In the past months, there has been a lot going on in South Africa. Amid rising poverty and unemployment, discussions about a universal basic income (UBI), a 4-day-working week and polyjobbers have emerged at the scene, wherein small businesses have been struggling. As Andiswa Bata, Co-Head SME of FNB South Africa, told BusinessTech in July 2022, “‘The past few months haven’t been easy for small businesses as fuel increases have significantly increased the cost of transporting goods’”. Next to the latter fact, Bata underlined that load shedding led to both an increased expenditure on diesel generators and temporary business closures. With media voices having been critical of Cyril Ramaphosa amid July’s ‘Farmgate Scandal’, the president announced a ‘framework for social compact’ in his letter to fellow South Africans, which was specified to
“identif[y] priority actions to achieve higher levels of investment and growth, increase employment, unleash the dynamism of the private sector, protect the rights of workers, expand support for the unemployed and tackle extreme poverty”Cyril Ramaphosa, 25th July 2022
Making the latter statement, Ramaphosa emphasized that the framework for social compact will orient itself after South Africa’s Economic Reconstruction and Recovery Plan, which has been said to highlight the centrality of (mass public) employment creation, structural reform, measures that help trigger growth, social protection and inclusion (i.e. through a thriving entrepreneurship sector). Whereas the latter suggestions; alongside the announcement that an increased cooperation between the government and civil society organizations (CSOs) could lead to more effective results when it comes to poverty alleviation, sound hopeful, it could certainly be criticized that the Ramaphosa administration has been at least a little hesitant, when it comes to implementing measures related to a UBI. In addition, the former President Thabo Mbeki criticized that the social compact framework had been announced already in February 2022 with the promise to boost South Africa’s economy within 100 days. As BusinessTech wrote in May 2022, the National Treasury has been exploring a UBI as a possible solution for South Africa, however, it is analyzing the measures needed to take a final decision with a view for financial responsibility. More recently, in July 2022, a study by Intellidex said the provision of a UBI and consequently rising taxes might actually drive up emigration from South Africa.
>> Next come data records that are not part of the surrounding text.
PR #403, opened 2018-03-23
Added optional audio data recollectionfor GPSR, EEGPSR and SPR.

balkce:
Thanks to @kyordhel for removing the recollecting data from the whole rule book. However, as discussed in the meeting, it is of interest to recollect audio data for speech recognition. Since GPSR, EEGPSR, and SPR are the most speech-recognition-based tests, we are encouraging teams to submit their annotated data to the TC. No mentions of points is given, just "encouragement". It's very probable that teams won't do it, but it's a possibility.

### DIFF
--- a/tests/EEGPSR.tex
+++ b/tests/EEGPSR.tex
@@ -116,6 +116,8 @@ This test particularly focuses on the following aspects:
 	\item Take the command and total time per team.
 \end{itemize}
 
+\subsection {Audio Data Recollection}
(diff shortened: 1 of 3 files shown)


kyordhel:
I approve. Maybe we should specify that the audio files must be in PCM Wave 22050Hz, or 44.1kHz, or 48kHz, 16 bit either stereo or mono.

Maybe we should add a certificate for those who provide annotated files.

Issue #362, opened 2017-08-22
Standard door handle


kyordhel:
This year robot failed big time at opening door, most (if not all) didn't even try. Most recurrent complain from part of the teams is that "it was impossible to know beforehand how the door would look like or how the handle will be, with barely any time during the competition for train and test".

An intermediate milestone is then suggested. Robots are required to open the door but an official handle is described in the rulebook. Since there is no company distributing such handles worldwide (i.e. no standard), we should also provide the schematics (based on LOC selection) of the handle in case teams want to build or 3D print one for training.

Example: IKEA HACKÅS or IKEA MÖLLARP
![image](https://user-images.githubusercontent.com/8583949/29568268-1cd992b6-8750-11e7-95b5-27f7f7ca37b5.png)

maximest-pierre:
We (me and the rest of the LOC) are going to have a look at it and come with a response as soon as possible. Do you have a specific deadline? I believe one from ikea would be the best solution.

kyordhel:
@maximest-pierre just the guy I was looking for.
One big favour. Could you please send me via email (oc[at]robocupathome.org) the full name of all LOC for Montreal 2018, including their email address, and affiliation? This is to keep in touch, add you to the mailing list of the OC, and add your names to the rulebook and official website.

lmmartine:
I am agreeing to give a model of the handle, but I am going for a model it more realistic.
Example : https://www.thingiverse.com/thing:1504403
 
![image](https://user-images.githubusercontent.com/4855655/30161768-d8cbde18-93c9-11e7-8c06-6dd1bdfef0f4.png)

kyordhel:
@maximest-pierre Do we have standardized handles or not?

maximest-pierre:
No, we are still waiting on some of our suppliers. I will poke them later today. If they don't answer, I am going to Ikea and I am choosing the first one that I see that fits.

kyordhel:
@maximest-pierre is a little bit more complicated than that. We must provide schematics for the replication of the handle to be fair with those teams that might not have a distributor nearby. We have qualified teams from countries in which there are no IKEAs yet.

If we can't get schematics, I'm afraid it would be a no-go for all teams (unless one team volunteers itself to provide a schematic or model for 3D printing).

Specifications must be:
- Dimensions
- Materials
- Colors

kyordhel:
It seems to me this won't happen in 2018
Clossing issue now.

PR #405, opened 2018-03-23
Storing Groceries: Opening door score 50pts

kyordhel:
Increase the number of points for door opening from 20 to 50 in Storing Groceries

So far no team is trying to open the door. Therefore, increasing scoring for it may sense.

We must keep in mind that **no more than 20 points** should be granted if we provide an **official door handle** (see #362).


balkce:
I thought we settled on 35 points.

kyordhel:
That comes in the next patch

PR #435, opened 2018-05-10
Roughly predefine table location & type

### LINKED ISSUE #419: Predefine table position in Storing Groceries
In the current Storing Groceries task, the position of the table is defined as only "within 2 meters of the starting position". 

Given the focus of this task (manipulation and object **recognition**),  I think the table position is too vague. (The focus is not to find furniture)

In the Stage 2 Restaurant task, the table position is even more defined (left or right). 
Given the already limited time in this challenge, I'd say: predefine the table position to left or right of the robot. 
Maybe even go as far as to define which table will be used.

LoyVanBeek:
Fix #419

### DIFF
--- a/tests/StoringGroceries.tex
+++ b/tests/StoringGroceries.tex
@@ -47,7 +47,6 @@ This test focuses on the detection and recognition of objects and their features
 	\begin{itemize}
 		\item \textit{Inspect the cupboard} (locating and categorizing existing groceries).
 		\item \textit{Open the cupboard's door.} If the robot can't open the door, it may ask the Referee to do it.
-		\item \textit{Find the table} Only a rough location is defined beforehand
 		\item \textit{Inspect the table} (analyze the newly bought groceries, i.e. objects).
 	\end{itemize}
 
@@ -114,6 +113,7 @@ A significant amount of objects can be unknown to the robot (See \ref{rule:scena
 	3 alike objects,
 	2 unknown objects, and
 	2 special objects (bowl, cloth, dish, etc.).
+	\item \textbf{Table} The table's rough location will be announced beforehand, having it's position either left, right, or behind the robot.
 	% \item \textbf{Timing:} The robot has to successfully place the first object within the first two minutes, otherwise the test is ended. If the robot opens the cupboard door by on its own, one additional minute is added to the 2-minutes limit. The maximum time for this test is 5 minutes.
 \end{enumerate}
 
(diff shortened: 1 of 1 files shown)


tests/StoringGroceries.tex
```diff
@@ -129,6 +129,10 @@ \subsection{OC instructions}
 \textbf{2 hours before the test}
 \begin{itemize}
     \item Announce the startup location for robots.
+    % This test is about manipulation and object recognition, NOT about finding furniture
+    % Finding a table is done in the Restaurant task
+    \item Announce which table will be used in the test
+    \item Announce a rough location for the table, i.e. left or right of the robot's startup location
 \end{itemize}
 
 \subsection{Referee instructions}
```
kyordhel: I would add here that the referee can move the table right before the test to make sure the robot hasn't to move much.
- Adjust the table position to the robot's working space.

tests/StoringGroceries.tex
```diff
@@ -47,7 +47,7 @@ \subsection{Task}
 	\begin{itemize}
 		\item \textit{Inspect the cupboard} (locating and categorizing existing groceries).
 		\item \textit{Open the cupboard's door.} If the robot can't open the door, it may ask the Referee to do it.
-		\item \textit{Find the table}
+		\item \textit{Find the table} Only a rough location is defined beforehand
```
kyordhel: This is unnecessary. Instead let's add **Table** under Additional Rules and Remarks.

_The table location will be roughly announced beforehand, having it's position either left, right, or behind the robot. The distance between the cupboard and the table will be adjusted to prevent robot from displacing (i.e. only turning)._

tests/StoringGroceries.tex
```diff
@@ -129,6 +129,10 @@ \subsection{OC instructions}
 \textbf{2 hours before the test}
 \begin{itemize}
     \item Announce the startup location for robots.
+    % This test is about manipulation and object recognition, NOT about finding furniture
+    % Finding a table is done in the Restaurant task
+    \item Announce which table will be used in the test
+    \item Announce a rough location for the table, i.e. left or right of the robot's startup location
```
kyordhel: Would change it to:
Announce where the table will be placed (e.g. left or right).

tests/StoringGroceries.tex
LoyVanBeek: Adjusting the table position is also not needed I think. If the arena puts a table close enough to a closest in the default arena state, I'd definitely would like to use that table.

Issue #431, opened 2018-05-03
[General Rules] Change score rectification procedure


johaq:
Section 2.1 states:

> Once  the  test  scoresheet  has  been  signed  or  the  scores  has  been  published,  the  TC
decision is irrevocable.

This section should be removed since it is not enforced. 
Alternatively we should talk about the procedure of signing and publishing. Fabrice told me in other leagues (work I think) at a test every team leader is present and has to sign off on the score. That is of course a lot of effort but can effectively prevent a lot of discussion. Personally I do not think this is feasible for @home but maybe we should discuss it.

airglow:
I'm strongly against removing this section. At German Open it was a trade-off between publishing preliminary results right after the tests, which I also think is very important. I would stick to the current procedure but before handing them discuss the scoring between TC's and EC's. This was a strong error that we made at German Open, which should not happen again. 
If you really want to complain about that now we can revert the score to the state before the correction which does not change the end result at all.

johaq:
I am also for keeping the section. But I think we should discuss the procedure.

**My proposal**: Invite the leader or a representative of every team to be present at every test (of their own team as well as others). Any issue with how the test is conducted or scored has to be addressed immediately. Discussions later in the day or even the day after are not allowed.

I think this would guarantee that each team is more involved in the rule book and avoid endless discussions afterwards. It also promotes exchange between the teams.

kyordhel:
First, I would like to clarify that scores in RoboCup@Home are NEVER
published untill al scoresheets are signed.

Removing this section is a NO GO from the OC point of view. Morevover, I
invite you people to join OC to experience chasing Team Leaders while at
the same time handle the presure of all teams + venue requesting for scores.
Current procedure works so I invoke the Rule #1 of engineering: does it
work? Yes? Then don't change it.

johaq:
I do not think that the current procedure works very well. You said it yourself: chasing team leaders and dealing with other teams is a nightmare. Hence my proposal which I think would fix or at least alleviate these issues.

kyordhel:
Maybe, but so far when teams want the scores, TL goes th toe OC table to ask and signs all pending scoresheets.

I've no idea what happened in German Open, but in the international we have had problems with unhappy teams a couple of times and is tiring and time consuming, yet solvable. What you propose will lead to several teams complaining about tests that are already gone from referees' mind prior to advancing to Stage 2/Finals. That can potentially break up all logistics.

johaq:
[...]

PR #438, opened 2018-05-11
Ammendment to score rectification procedure

johaq:
This addresses a proposal made in #431

### DIFF
--- a/general_rules/Procedure.tex
+++ b/general_rules/Procedure.tex
@@ -208,6 +208,17 @@ Hand gestures may be used to control the robot in the following way:
 	\end{enumerate}
 \end{enumerate}
 
+\subsection{Signing and Protesting of Scores}
+\label{rule:signing}
+\begin{enumerate}
+	\item Immediately after a test one member of the team (ideally the one already inside the arena) has to either confirm the scoring by the referees or protest a particular aspect about the scoring or how the test was conducted.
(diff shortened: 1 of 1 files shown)


balkce:
This has always been a point of contention between OC/TC/EC members, since some believe the committees have the last say on scoring (thus, no protests/challenges should be allowed) while others tend the other side of that spectrum and provide score review at any point of the competition.

The additions provided here seem adequate and more or less compatible to what we already do in practice: teams can either sign off on their score or can challenge the score via video/audio recorded evidence. What needs to be decided upon is the "when". My take is that I don't want teams to be challenging scores during a test (the judges are busy scoring other teams). Thus, I would like to make it clear that a challenge will be reviewed only after all teams have finished carrying out the test and, like it already states, before the next test starts.

In addition, I suggest to change each use of "protest" to "challenge", since the former seems more linked to screaming.

semeyerz:
I would suggest that the teams protest right after the test. This is then the only point of time where you are allowed to declare protest. But only declaration is done right after the test and written down.

When all tests are done the referees discuss the declared protests. But no new protests can be made at his point of time.

kyordhel:
*Closing reason:* Not approved (no TC reviews) before Final version deadline.

This is not a reject. Please reopen PR merging over 2019/master

PR #439, opened 2018-05-12
Remove PDF report from Storing Groceries as it is irrelevant

### LINKED ISSUE #424: PDF Recognition Report for storing groceries not needed anymore
Section 5.5.5.  PDF Recognition Report can be removed as it does not award any points.

semeyerz:
fixes #424

### DIFF
--- a/tests/StoringGroceries.tex
+++ b/tests/StoringGroceries.tex
@@ -67,34 +67,6 @@ This test focuses on the detection and recognition of objects and their features
 \end{enumerate}
 
 
-% %% %%%%%%%%%%%%%%%%%%%%%%%%%%%%%%%%%%%%%%%%%%%%%%%%%%%%%%
-%
-% PDF Recognition Report
-%
-% %% %%%%%%%%%%%%%%%%%%%%%%%%%%%%%%%%%%%%%%%%%%%%%%%%%%%%%%
-\subsection{PDF Recognition Report}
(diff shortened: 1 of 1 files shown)


kyordhel:
I'm against removing the PDF reports since it can be used to explain robot's behavior to TC even though it's information is not directly scored. It could have been removed when the test was restructured but TC decided to keep it *just in case*.

I would require the review and approval of at least 2 TC members before merging.

semeyerz:
In my opinion the rulebook is already long enough and everything that is irrelevant should be removed asap.

And this test is pretty easy to score.
Placed object close to category. Done.

I do not understand where this report should be useful.
And what advantage comes from describing it in such detail?
Teams can provide what ever evidence they like (videos, logs, recordings, reports), ...
But why specify this only in this test?

kyordhel:
Because this test was scored using a PDF report before (minor changes only). As me myself, I hate PDF reports and I would love to shrink it. However, as Referee I must stick to what was agreed and wait for my peer's decision.

LoyVanBeek:
Based on my experience, barely any team ever does something optional, so no need for the report to be described in the test. 
Would it make sense as an appendix?

On a side-note:
The PDF makes refereeing a bit more relaxed in my opinion, as you have a bit less stress to keep track of what the robot was doing in a test but can review it later. Not sure if the added stress of gathering reports cancels that out, to be honest.

PR #442, opened 2018-05-12
Allow external computation

### LINKED ISSUE #421: Situation on external computing unclear
3.6.  External computing states:

Availability:
The resources must be publicly available, for use by robots of other teams,
well before and after the competition.

Which contradicts the fact, that some teams run computation on ECDs that they do not make publicly available.

The Remark of the section repeats the statement that it has to be available for other teams.

semeyerz:
fixes #421

### DIFF
--- a/general_rules/ExternalComputing.tex
+++ b/general_rules/ExternalComputing.tex
@@ -1,14 +1,10 @@
 %%%%%%%%%%%%%%%%%%%%%%%%%%%%%%%%%%%%%%%%%%%%%%%%%%%%%%%%%
-\section{External computing}\label{rule:robot_external_computing}
-Robots are allowed to use some form of external computing, for example in the form of so-called \quotes{Cloud services} and/or \quotes{Internet API's} etc. 
+\section{External Computing}\label{rule:robot_external_computing}
+Robots are allowed to use external computing. 
 \begin{enumerate}
 	\item \textbf{Definition:} Computing resources that are not physical part of the robot are \iterm{external computing resources}. 
 	\item \textbf{Inspection:} In general, external computers are not allowed unless explained to and allowed by the \iaterm{Technical Committee}{TC}.
-	  A team must announce to the TC at least 1 month in advance the external computing resources they want to use, for what purpose and how to reach the resources (e.g. specify the URL or IP address and port). Inspected software must meet the following \textbf{requirements:}
-	  \begin{itemize}
-	  	\item The software must be open source (BSD/GPL/etc), or
-        \item Detailed information about the propietary product must be provided (e.g. vendor, patent number, licencing, pricing, etc.), as well as publishing the interface for scientific use.
-	  \end{itemize}
+	  A team must announce to the TC during the inspection the external computing resources they want to use, for what purpose and how to reach the resources (e.g. specify the URL or IP address and port).
 	All relevant information must be specified in the team description paper.
 	\item \textbf{Connection:} The robot may connect to \iterm{external computing resources} via a network connection, e.g. the Internet. 
 	  The competition organisation cannot make any guarantees concerning availability, connectivity and performance of the connection. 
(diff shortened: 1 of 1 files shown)


general_rules/ExternalComputing.tex
```diff
@@ -17,15 +13,8 @@ \section{External computing}\label{rule:robot_external_computing}
 	\item \textbf{Autonomy:} The robot has to maintain full autonomy when using \iterm{external computing resources}, 
 	  meaning there may not be a human giving the robot any kind of instructions via \iterm{external computing resources}.
 	  It is up to the team to prove to the \iaterm{Technical Committee}{TC} that there was no cheating introduced via the \iterm{external computing resources}. 
-	  For example, the use of Amazon Mechanical Turk to classify and recognize objects during a competition will be considered cheating, since effectively a human will do the classification.
```
LoyVanBeek: The tele-operation bit is still relevant. It's hard to check that but that is certainly not supposed to happen. Should be obvious to anyone in the competition though...

semeyerz: Yes autonomy is still important. I only removed the example as examples are always incomplete and are redundant to the general rules.

LoyVanBeek: Just removing the specific example is fine, maybe I didn't read the diff correctly.

kyordhel:
I understand that the rulebook requires to be shrink, but at the same time, rewritten sections must be crystal clear.

This PR leaves the section under-specified. A new team will not know which information to include in the TDP. Plus, allowing external computing and allowing the use of cloud services are two entirely different topics, and the difference is not clear here.

kyordhel:
K. Let's set stuff into context.

1. If we are shrinking the rulebook (and by that I mean really rewriting the entire rulebook to a compact version of itself), let's do it for the next year.
  - If that's the case, I would ask all modifications fall not to master but to a 2019 branch to be merged after the competition.
  - Otherwise I think changes would be way to big for just a rule review (final draft was already published).
  - In fact, maybe we should discuss several sections to know how is more convenient to restructure the Rulebook.
2. Missing information,
  - What is required by the TC in order to authorize external/cloud resources.
  - If, as you said, is already specified in another section, there should be a cross reference.
3. Historically,
  - External Computing refers to computers accessible to the robot via the Arena Network without accessing the Internet.
  - Cloud Computing refers to all services accessible to the robot via Internet.

Now, being Extremely picky with the PR,
1. PR subject literally is: Allow external computation
  - This is confusing. Wasn't allowed before?
2. PR description refers only to an issue, with no details on why the PR is introduced
  - For sake of clarity, it should summarize what is changed and why.
  - For sake of clarity, why elements are removed should be clearly stated, and, if there was redundancy, where they can be found.
  - For sake of clarity, all related issues should be referred.

The former mostly because most TC members don't know the Rulebook by heart, and is always nice to them to set stuff into context.

semeyerz:
> 1. If we are shrinking the rulebook [ ... ]
sorry but I do not see why this is relevant for this PR.

> 2. Missing Information, What is required by the TC in order to authorize external/cloud resources.
I do not know. Was not clear before. In my opinion for external cloud stuff they should check licenses and so on but this would be another PR. This one is only about fixing inconsistencies.

> 2. If, as you said, is already specified in another section, there should be a cross reference.
There is already a cross reference from TDP to this section

> 3. Historically,External Computing refers to computers accessible to the robot via the Arena Network without accessing the Internet.
I can not remember that any team used local external computing in the last years.
I think it was not even allowed. Than there came this cloud rule that allowed "cloud services"

> 2nd 1.    PR subject literally is: Allow external computation   This is confusing. Wasn't allowed before?
Yes. Before only cloud services were allowed that are accessible by everyone.
A rule/section was added(#388) were to place local computing and so on but this new text was comflicting with the existing section on cloud services.
This PR cleans this up.

> 2nd 2. PR description refers only to an issue, with no details on why the PR is introduced

This is the default way. Raising an issue and then writing a pull request that fixes the Issue.

justinhart:
We should leave the bit about Mechanical Turk in there. Amazon isn't going to significantly profit from being mentioned as a specific ban in our rulebook. While I can appreciate the push to make the rulebook more concise, this also introduces a lot of issues regarding cross-referencing and what could be essentially seen as changes to the rules to make them more permissive. If we want to cut the rulebook for length, why not defer to 2019? If a team hasn't read the rulebook by now, I just don't know what to do with that.

semeyerz:
@justinhart if we leave the Rulebook like it is right now there is not only some "junk" in it but also conflicting rules regarding external computation.

kyordhel:
**Closing reason:** Not approved (no TC reviews) before Final version deadline.

This is not a reject. Please reopen PR over 2019/master

PR #447, opened 2018-05-16
Explicitely specifiy "announce bar location" in OC instructions

### LINKED ISSUE #436: Q: Where is the Bar located in Cocktail Party?
In the Cocktail Party task, are we told the location of the bar during setup days?

If not, what aspects of the bar allow us to identify it?  Will it be the only surface in the room with drinks atop it?

kyordhel:
Formerly, the test only instructed the O.C. to

> Specify and announce the location where the drinks are served

which although obvious, still raised concerns for not explicitly specify the drinks were served at the bar. This is now fixed.

This PR addresses and fixes #436

### DIFF
--- a/tests/CocktailParty.tex
+++ b/tests/CocktailParty.tex
@@ -89,7 +89,7 @@ The referees need to
 2h before test:
 \begin{itemize}
 	\item Specify and announce the rooms where the test takes place.
-	\item Specify and announce the location where the drinks are served.
+	\item Specify and announce the location where the drinks are served (i.e. bar location).
 \end{itemize}
 
 \newpage


semeyerz:
I think the problem in #436 was that there is no description for teams/robots.
Meaning that a team is not able to fully understand the task except it reads the instructions for the OC which is not obvious.
Teams should be able to understand what the robot should do and can expect without reading the OC and TC instructions.

kyordhel:
> We could rename those chapters to "Definitions/parameters for the test (to be announced by OC/TC)" for clarity.

Yes, @LoyVanBeek, but then we would need to change all tests in the rulebook accordingly and that's more suitable for 2019. As a matter of fact, the Bar thingy was never specified in any of the iterations of Cocktail party (2010 on) and never was a problem with it.

airglow:
In the past the bar location was equally to the default locations for drinks I guess, that's why it was not specified. Now this could be different, because the bar is not in the party room which may includes the default location for drinks. At GermanOpen we announced it (as bar), and in Nagoya (as drink location) as well so it makes sense to add it to the rulebook.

Despite Ramaphosa and Lindiwe Zulu, Social Development Minister, have thus emphasized their support for a UBI, there is still a lot of controversy going on, whereby doubts have been said to have been raised by business organizations in fear that rising taxes will derail South Africa’s economy. As Engineering News laid open, the business organizations Business Leadership South Africa (BLSA) and Business Unity South Africa (Busa) tasked researchers from Intellidex with the enquiry about the South African case of a UBI. Notably, it was not their only conclusion that taxes would need to be raised in order to realize a UBI. Alternative ways of approaching a UBI would be to cut into other expenditure or issue more debt, it may hence just be that financing an UBI through taxes is the most effective option. Irrespective of whether the latter options are feasible and how the UBI scenario would really play out in South Africa, the latter arguments have been a well-known part of the controversial UBI debate around the world.
Before exploring this debate further, the following data will reveal a little bit about South Africa’s background in terms of government debt and spending. Whereas government debt amounted to 67,4% of South Africa’s nominal GDP in March 2022 and for US$282,2 billion in May 2022, government expenditures largely flew into general public services (24%), education (20%), social protection (15%), health (11%), economic affairs (11%), other kinds of expenditures such as housing, defence, recreation & culture and environmental protection (9%) and public order (9%) in 2019/20. While this argument would have to be further explored in depth, it could possibly be remarked that a reallocation of expenditures may not be effective alone to change wide-ranging societal issues in South Africa. The effectiveness of any measures certainly has to be assessed in context and in alignment with the most recent concerns of South Africa’s population.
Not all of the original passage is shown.